= Listed entries =
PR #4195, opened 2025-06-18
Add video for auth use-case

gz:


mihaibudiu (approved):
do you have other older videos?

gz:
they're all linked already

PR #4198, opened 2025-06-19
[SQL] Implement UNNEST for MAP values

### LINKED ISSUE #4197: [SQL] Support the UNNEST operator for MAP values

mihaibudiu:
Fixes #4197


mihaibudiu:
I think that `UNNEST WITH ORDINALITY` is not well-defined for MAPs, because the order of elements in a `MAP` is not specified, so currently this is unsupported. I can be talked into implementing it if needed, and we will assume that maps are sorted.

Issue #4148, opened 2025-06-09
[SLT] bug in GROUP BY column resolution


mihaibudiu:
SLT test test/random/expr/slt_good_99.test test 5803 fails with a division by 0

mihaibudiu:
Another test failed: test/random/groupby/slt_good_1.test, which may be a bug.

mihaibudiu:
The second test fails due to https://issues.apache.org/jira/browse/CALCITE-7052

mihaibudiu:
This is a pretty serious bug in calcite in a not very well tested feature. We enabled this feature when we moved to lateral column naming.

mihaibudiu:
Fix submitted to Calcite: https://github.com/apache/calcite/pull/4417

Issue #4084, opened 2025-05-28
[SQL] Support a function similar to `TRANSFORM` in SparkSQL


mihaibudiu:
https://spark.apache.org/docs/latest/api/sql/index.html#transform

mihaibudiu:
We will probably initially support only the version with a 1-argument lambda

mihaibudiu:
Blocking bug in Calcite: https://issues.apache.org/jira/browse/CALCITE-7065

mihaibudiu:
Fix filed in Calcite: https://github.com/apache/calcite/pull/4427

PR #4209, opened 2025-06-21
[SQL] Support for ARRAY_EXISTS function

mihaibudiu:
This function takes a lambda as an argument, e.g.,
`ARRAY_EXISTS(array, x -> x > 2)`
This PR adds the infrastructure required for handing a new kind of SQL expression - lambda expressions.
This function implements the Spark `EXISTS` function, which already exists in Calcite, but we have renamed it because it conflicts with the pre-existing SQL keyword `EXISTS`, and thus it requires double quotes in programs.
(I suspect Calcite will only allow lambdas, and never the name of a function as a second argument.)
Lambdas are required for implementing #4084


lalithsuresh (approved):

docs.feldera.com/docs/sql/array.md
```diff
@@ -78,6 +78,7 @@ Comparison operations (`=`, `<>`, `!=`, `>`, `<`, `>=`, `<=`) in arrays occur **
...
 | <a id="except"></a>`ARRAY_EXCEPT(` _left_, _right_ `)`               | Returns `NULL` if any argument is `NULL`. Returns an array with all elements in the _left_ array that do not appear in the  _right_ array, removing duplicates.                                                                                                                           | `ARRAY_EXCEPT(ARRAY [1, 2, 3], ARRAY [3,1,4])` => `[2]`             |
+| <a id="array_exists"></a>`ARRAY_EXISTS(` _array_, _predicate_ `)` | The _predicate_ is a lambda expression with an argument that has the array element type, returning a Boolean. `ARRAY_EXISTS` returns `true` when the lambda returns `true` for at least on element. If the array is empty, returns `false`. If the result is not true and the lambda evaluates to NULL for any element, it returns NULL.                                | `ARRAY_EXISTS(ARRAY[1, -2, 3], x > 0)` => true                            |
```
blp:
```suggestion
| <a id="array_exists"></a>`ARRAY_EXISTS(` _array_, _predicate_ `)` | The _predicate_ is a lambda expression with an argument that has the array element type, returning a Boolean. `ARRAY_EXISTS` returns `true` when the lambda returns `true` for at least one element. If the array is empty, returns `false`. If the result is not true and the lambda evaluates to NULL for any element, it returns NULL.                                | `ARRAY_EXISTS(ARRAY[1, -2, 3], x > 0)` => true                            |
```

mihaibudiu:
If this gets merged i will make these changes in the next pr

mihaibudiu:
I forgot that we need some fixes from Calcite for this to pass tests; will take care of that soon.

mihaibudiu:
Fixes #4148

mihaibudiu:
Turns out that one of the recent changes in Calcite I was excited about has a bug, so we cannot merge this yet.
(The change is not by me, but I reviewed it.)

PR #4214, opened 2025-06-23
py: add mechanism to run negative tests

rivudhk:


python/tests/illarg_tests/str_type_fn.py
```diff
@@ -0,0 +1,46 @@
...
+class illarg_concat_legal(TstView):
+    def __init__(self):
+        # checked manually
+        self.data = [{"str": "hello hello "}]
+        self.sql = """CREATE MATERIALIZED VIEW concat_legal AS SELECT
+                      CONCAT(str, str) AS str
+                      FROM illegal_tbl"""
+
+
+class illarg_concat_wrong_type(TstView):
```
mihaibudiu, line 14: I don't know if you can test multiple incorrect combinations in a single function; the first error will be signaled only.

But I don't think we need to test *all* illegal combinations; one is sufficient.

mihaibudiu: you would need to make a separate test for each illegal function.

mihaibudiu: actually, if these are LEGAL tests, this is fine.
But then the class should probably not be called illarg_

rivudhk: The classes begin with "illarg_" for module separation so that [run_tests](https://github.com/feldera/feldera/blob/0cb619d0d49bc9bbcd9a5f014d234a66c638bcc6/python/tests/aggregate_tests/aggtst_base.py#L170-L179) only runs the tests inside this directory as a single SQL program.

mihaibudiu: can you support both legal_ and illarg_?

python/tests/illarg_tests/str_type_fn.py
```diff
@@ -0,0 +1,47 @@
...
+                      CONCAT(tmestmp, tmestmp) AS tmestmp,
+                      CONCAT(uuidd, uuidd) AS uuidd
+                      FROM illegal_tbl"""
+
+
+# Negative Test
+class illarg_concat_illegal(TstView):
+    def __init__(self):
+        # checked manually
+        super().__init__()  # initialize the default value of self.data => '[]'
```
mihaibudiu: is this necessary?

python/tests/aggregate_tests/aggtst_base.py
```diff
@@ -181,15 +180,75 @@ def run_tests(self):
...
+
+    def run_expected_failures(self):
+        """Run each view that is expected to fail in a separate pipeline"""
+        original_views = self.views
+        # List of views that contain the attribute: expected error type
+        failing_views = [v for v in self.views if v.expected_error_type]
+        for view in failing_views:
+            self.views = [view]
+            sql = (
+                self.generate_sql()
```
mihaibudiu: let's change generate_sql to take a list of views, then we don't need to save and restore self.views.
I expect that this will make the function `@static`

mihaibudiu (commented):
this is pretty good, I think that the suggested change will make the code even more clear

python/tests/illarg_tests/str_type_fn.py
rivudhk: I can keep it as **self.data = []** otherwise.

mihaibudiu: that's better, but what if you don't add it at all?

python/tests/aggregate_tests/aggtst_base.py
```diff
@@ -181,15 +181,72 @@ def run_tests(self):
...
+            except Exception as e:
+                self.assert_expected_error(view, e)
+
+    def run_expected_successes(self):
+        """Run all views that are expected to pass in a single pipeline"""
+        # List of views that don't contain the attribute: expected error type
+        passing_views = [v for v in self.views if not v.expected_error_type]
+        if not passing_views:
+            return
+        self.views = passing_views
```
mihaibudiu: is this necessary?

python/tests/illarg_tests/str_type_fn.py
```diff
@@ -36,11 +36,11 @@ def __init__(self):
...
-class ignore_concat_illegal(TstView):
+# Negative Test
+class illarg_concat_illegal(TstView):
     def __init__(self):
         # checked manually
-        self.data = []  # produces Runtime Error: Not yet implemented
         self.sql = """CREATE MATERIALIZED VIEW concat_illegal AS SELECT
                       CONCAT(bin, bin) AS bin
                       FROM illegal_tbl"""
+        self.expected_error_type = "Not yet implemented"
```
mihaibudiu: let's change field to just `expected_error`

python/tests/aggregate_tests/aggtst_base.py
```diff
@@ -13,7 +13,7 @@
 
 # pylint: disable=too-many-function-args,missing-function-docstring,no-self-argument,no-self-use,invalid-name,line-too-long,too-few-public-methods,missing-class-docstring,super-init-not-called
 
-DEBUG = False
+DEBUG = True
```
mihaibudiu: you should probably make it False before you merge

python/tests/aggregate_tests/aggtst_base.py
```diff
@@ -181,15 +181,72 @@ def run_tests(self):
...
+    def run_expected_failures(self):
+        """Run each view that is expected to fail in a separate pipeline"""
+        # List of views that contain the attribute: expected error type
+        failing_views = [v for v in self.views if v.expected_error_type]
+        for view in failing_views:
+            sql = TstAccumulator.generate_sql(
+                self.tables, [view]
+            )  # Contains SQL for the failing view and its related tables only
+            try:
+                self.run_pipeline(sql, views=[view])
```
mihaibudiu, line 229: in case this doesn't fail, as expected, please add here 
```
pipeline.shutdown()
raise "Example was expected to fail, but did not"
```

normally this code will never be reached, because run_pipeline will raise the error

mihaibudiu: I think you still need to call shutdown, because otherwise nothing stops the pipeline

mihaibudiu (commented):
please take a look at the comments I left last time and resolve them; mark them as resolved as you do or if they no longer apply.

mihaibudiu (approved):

= Task directions =
Return each line of the material above that holds the string "tables".

= Response box =
+                self.tables, [view]
+            )  # Contains SQL for the failing view and its related tables only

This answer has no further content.